### Aim of the exercise
Find all lines in the records that include the word "configuredNode", and copy them out.

Stored data
--------------------------------
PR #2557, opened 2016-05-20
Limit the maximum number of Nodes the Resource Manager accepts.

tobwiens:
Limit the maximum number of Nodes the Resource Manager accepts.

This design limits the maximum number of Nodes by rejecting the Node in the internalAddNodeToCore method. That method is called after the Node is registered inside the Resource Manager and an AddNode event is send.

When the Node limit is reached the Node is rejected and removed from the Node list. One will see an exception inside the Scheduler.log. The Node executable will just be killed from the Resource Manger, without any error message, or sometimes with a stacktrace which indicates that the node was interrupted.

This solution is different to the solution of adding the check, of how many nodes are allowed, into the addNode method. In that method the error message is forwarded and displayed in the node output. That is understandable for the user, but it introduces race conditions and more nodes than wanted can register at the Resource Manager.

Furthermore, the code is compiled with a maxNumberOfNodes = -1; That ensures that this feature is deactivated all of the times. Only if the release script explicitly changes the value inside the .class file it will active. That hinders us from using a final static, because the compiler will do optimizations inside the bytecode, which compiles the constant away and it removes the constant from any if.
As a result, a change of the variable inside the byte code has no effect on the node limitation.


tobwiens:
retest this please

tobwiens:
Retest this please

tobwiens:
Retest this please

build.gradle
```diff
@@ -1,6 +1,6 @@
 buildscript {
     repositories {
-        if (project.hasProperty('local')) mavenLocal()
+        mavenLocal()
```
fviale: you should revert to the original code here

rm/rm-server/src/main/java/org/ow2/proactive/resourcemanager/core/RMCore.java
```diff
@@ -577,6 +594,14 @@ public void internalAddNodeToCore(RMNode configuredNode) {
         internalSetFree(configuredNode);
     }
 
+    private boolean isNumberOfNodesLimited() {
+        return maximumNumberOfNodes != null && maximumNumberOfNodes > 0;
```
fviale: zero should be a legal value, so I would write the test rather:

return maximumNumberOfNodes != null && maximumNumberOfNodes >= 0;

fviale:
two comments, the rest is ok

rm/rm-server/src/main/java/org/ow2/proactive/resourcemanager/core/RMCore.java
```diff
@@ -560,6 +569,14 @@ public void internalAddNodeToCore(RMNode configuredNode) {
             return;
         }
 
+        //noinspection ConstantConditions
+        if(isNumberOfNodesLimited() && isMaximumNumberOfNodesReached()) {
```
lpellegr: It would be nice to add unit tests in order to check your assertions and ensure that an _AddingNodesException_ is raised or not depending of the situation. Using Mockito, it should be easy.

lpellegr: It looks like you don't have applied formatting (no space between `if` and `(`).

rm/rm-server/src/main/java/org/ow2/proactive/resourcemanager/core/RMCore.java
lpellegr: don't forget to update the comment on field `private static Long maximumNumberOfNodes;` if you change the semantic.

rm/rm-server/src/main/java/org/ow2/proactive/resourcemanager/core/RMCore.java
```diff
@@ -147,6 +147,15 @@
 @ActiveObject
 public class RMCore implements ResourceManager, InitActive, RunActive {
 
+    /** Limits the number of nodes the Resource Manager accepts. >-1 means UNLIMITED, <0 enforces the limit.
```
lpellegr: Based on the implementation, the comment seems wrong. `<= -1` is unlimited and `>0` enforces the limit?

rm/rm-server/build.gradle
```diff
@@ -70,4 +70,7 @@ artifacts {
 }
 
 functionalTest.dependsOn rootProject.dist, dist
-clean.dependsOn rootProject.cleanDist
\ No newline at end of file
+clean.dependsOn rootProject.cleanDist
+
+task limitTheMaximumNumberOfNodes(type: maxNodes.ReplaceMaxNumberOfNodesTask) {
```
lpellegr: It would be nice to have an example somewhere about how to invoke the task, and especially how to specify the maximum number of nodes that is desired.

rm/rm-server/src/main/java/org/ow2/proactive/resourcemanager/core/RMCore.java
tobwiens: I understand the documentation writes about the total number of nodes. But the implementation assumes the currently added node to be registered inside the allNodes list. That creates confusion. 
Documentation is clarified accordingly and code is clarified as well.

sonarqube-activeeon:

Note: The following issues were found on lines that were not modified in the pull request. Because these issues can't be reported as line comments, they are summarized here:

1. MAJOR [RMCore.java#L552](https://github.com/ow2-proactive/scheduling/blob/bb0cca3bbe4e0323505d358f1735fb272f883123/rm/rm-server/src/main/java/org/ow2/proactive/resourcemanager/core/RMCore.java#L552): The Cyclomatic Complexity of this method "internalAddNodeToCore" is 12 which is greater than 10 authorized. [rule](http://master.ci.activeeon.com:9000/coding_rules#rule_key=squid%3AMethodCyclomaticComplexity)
--------------------------------
### Response box
@@ -577,6 +594,14 @@ public void internalAddNodeToCore(RMNode configuredNode) {
         internalSetFree(configuredNode);
@@ -560,6 +569,14 @@ public void internalAddNodeToCore(RMNode configuredNode) {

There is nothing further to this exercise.